| Task details |
Every line in the data must be transcribed exactly.

(Stored items)
____________

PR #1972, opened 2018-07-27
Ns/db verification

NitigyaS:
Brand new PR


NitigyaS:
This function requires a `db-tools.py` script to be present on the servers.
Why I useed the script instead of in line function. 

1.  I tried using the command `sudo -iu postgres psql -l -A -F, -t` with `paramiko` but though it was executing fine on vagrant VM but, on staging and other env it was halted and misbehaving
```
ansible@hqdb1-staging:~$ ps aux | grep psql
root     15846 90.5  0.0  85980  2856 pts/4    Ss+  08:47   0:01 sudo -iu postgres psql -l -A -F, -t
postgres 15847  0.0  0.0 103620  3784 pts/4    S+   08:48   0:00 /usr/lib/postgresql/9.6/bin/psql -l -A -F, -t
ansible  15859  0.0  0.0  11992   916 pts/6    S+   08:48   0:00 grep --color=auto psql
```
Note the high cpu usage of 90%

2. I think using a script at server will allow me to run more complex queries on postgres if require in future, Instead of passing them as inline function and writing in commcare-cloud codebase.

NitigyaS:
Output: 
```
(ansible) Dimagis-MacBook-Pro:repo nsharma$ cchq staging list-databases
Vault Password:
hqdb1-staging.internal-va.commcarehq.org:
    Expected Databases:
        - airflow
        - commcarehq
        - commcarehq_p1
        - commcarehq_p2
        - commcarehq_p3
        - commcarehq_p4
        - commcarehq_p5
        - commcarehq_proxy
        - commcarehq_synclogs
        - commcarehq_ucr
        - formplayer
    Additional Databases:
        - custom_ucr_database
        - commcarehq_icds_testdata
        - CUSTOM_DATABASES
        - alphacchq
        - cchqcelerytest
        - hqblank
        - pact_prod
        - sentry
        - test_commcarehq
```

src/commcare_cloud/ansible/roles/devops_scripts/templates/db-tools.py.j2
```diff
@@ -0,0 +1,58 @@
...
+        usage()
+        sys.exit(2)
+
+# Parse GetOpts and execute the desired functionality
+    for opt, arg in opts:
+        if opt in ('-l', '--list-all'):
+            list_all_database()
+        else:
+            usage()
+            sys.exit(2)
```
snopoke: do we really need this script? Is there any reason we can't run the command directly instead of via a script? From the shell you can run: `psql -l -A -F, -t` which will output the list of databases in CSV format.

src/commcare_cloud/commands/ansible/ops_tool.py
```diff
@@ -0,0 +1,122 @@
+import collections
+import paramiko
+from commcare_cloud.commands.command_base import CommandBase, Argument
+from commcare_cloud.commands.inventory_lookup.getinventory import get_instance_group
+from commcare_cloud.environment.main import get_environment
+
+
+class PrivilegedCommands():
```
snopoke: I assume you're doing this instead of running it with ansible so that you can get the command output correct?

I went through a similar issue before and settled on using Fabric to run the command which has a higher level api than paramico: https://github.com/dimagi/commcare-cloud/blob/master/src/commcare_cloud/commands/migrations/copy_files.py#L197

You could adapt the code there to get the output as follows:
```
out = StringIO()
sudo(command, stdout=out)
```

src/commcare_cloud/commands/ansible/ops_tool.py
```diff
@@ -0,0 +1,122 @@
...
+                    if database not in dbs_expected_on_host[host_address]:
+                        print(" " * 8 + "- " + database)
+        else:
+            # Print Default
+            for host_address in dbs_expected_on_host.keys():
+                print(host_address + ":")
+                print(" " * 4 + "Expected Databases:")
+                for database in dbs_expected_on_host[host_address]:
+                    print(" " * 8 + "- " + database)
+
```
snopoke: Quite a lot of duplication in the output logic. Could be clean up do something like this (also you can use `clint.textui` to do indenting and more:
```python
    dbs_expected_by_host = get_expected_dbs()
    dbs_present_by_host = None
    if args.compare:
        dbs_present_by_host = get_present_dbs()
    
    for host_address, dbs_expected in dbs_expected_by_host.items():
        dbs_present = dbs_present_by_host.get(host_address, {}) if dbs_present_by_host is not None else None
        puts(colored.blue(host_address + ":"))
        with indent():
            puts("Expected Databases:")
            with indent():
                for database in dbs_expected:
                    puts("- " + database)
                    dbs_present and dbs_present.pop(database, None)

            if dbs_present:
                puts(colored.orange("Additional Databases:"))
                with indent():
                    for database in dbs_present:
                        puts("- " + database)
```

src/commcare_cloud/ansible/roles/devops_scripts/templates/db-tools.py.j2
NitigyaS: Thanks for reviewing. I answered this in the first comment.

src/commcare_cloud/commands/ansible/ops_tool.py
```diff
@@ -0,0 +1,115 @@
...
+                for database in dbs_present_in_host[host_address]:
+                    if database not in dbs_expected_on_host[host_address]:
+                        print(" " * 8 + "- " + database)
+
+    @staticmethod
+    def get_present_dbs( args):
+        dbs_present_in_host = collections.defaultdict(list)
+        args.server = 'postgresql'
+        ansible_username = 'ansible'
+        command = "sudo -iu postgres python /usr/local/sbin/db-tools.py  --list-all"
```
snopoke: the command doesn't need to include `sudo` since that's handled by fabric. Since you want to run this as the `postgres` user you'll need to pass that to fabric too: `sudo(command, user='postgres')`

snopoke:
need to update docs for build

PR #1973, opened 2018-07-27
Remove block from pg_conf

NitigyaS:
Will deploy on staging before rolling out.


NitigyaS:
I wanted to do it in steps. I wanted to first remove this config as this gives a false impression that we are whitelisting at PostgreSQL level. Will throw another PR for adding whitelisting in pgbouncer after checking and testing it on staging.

____________

| Response to the task |
PR #1972, opened 2018-07-27
Ns/db verification

NitigyaS:
Brand new PR


NitigyaS:
This function requires a `db-tools.py` script to be present on the servers.
Why I useed the script instead of in line function. 

1.  I tried using the command `sudo -iu postgres psql -l -A -F, -t` with `paramiko` but though it was executing fine on vagrant VM but, on staging and other env it was halted and misbehaving
```
ansible@hqdb1-staging:~$ ps aux | grep psql
root     15846 90.5  0.0  85980  2856 pts/4    Ss+  08:47   0:01 sudo -iu postgres psql -l -A -F, -t
postgres 15847  0.0  0.0 103620  3784 pts/4    S+   08:48   0:00 /usr/lib/postgresql/9.6/bin/psql -l -A -F, -t
ansible  15859  0.0  0.0  11992   916 pts/6    S+   08:48   0:00 grep --color=auto psql
```
Note the high cpu usage of 90%

2. I think using a script at server will allow me to run more complex queries on postgres if require in future, Instead of passing them as inline function and writing in commcare-cloud codebase.

NitigyaS:
Output: 
```
(ansible) Dimagis-MacBook-Pro:repo nsharma$ cchq staging list-databases
Vault Password:
hqdb1-staging.internal-va.commcarehq.org:
    Expected Databases:
        - airflow
        - commcarehq
        - commcarehq_p1
        - commcarehq_p2
        - commcarehq_p3
        - commcarehq_p4
        - commcarehq_p5
        - commcarehq_proxy
        - commcarehq_synclogs
        - commcarehq_ucr
        - formplayer
    Additional Databases:
        - custom_ucr_database
        - commcarehq_icds_testdata
        - CUSTOM_DATABASES
        - alphacchq
        - cchqcelerytest
        - hqblank
        - pact_prod
        - sentry
        - test_commcarehq
```

src/commcare_cloud/ansible/roles/devops_scripts/templates/db-tools.py.j2
```diff
@@ -0,0 +1,58 @@
...
+        usage()
+        sys.exit(2)
+
+# Parse GetOpts and execute the desired functionality
+    for opt, arg in opts:
+        if opt in ('-l', '--list-all'):
+            list_all_database()
+        else:
+            usage()
+            sys.exit(2)
```
snopoke: do we really need this script? Is there any reason we can't run the command directly instead of via a script? From the shell you can run: `psql -l -A -F, -t` which will output the list of databases in CSV format.

src/commcare_cloud/commands/ansible/ops_tool.py
```diff
@@ -0,0 +1,122 @@
+import collections
+import paramiko
+from commcare_cloud.commands.command_base import CommandBase, Argument
+from commcare_cloud.commands.inventory_lookup.getinventory import get_instance_group
+from commcare_cloud.environment.main import get_environment
+
+
+class PrivilegedCommands():
```
snopoke: I assume you're doing this instead of running it with ansible so that you can get the command output correct?

I went through a similar issue before and settled on using Fabric to run the command which has a higher level api than paramico: https://github.com/dimagi/commcare-cloud/blob/master/src/commcare_cloud/commands/migrations/copy_files.py#L197

You could adapt the code there to get the output as follows:
```
out = StringIO()
sudo(command, stdout=out)
```

src/commcare_cloud/commands/ansible/ops_tool.py
```diff
@@ -0,0 +1,122 @@
...
+                    if database not in dbs_expected_on_host[host_address]:
+                        print(" " * 8 + "- " + database)
+        else:
+            # Print Default
+            for host_address in dbs_expected_on_host.keys():
+                print(host_address + ":")
+                print(" " * 4 + "Expected Databases:")
+                for database in dbs_expected_on_host[host_address]:
+                    print(" " * 8 + "- " + database)
+
```
snopoke: Quite a lot of duplication in the output logic. Could be clean up do something like this (also you can use `clint.textui` to do indenting and more:
```python
    dbs_expected_by_host = get_expected_dbs()
    dbs_present_by_host = None
    if args.compare:
        dbs_present_by_host = get_present_dbs()
    
    for host_address, dbs_expected in dbs_expected_by_host.items():
        dbs_present = dbs_present_by_host.get(host_address, {}) if dbs_present_by_host is not None else None
        puts(colored.blue(host_address + ":"))
        with indent():
            puts("Expected Databases:")
            with indent():
                for database in dbs_expected:
                    puts("- " + database)
                    dbs_present and dbs_present.pop(database, None)

            if dbs_present:
                puts(colored.orange("Additional Databases:"))
                with indent():
                    for database in dbs_present:
                        puts("- " + database)
```

src/commcare_cloud/ansible/roles/devops_scripts/templates/db-tools.py.j2
NitigyaS: Thanks for reviewing. I answered this in the first comment.

src/commcare_cloud/commands/ansible/ops_tool.py
```diff
@@ -0,0 +1,115 @@
...
+                for database in dbs_present_in_host[host_address]:
+                    if database not in dbs_expected_on_host[host_address]:
+                        print(" " * 8 + "- " + database)
+
+    @staticmethod
+    def get_present_dbs( args):
+        dbs_present_in_host = collections.defaultdict(list)
+        args.server = 'postgresql'
+        ansible_username = 'ansible'
+        command = "sudo -iu postgres python /usr/local/sbin/db-tools.py  --list-all"
```
snopoke: the command doesn't need to include `sudo` since that's handled by fabric. Since you want to run this as the `postgres` user you'll need to pass that to fabric too: `sudo(command, user='postgres')`

snopoke:
need to update docs for build

PR #1973, opened 2018-07-27
Remove block from pg_conf

NitigyaS:
Will deploy on staging before rolling out.


NitigyaS:
I wanted to do it in steps. I wanted to first remove this config as this gives a false impression that we are whitelisting at PostgreSQL level. Will throw another PR for adding whitelisting in pgbouncer after checking and testing it on staging.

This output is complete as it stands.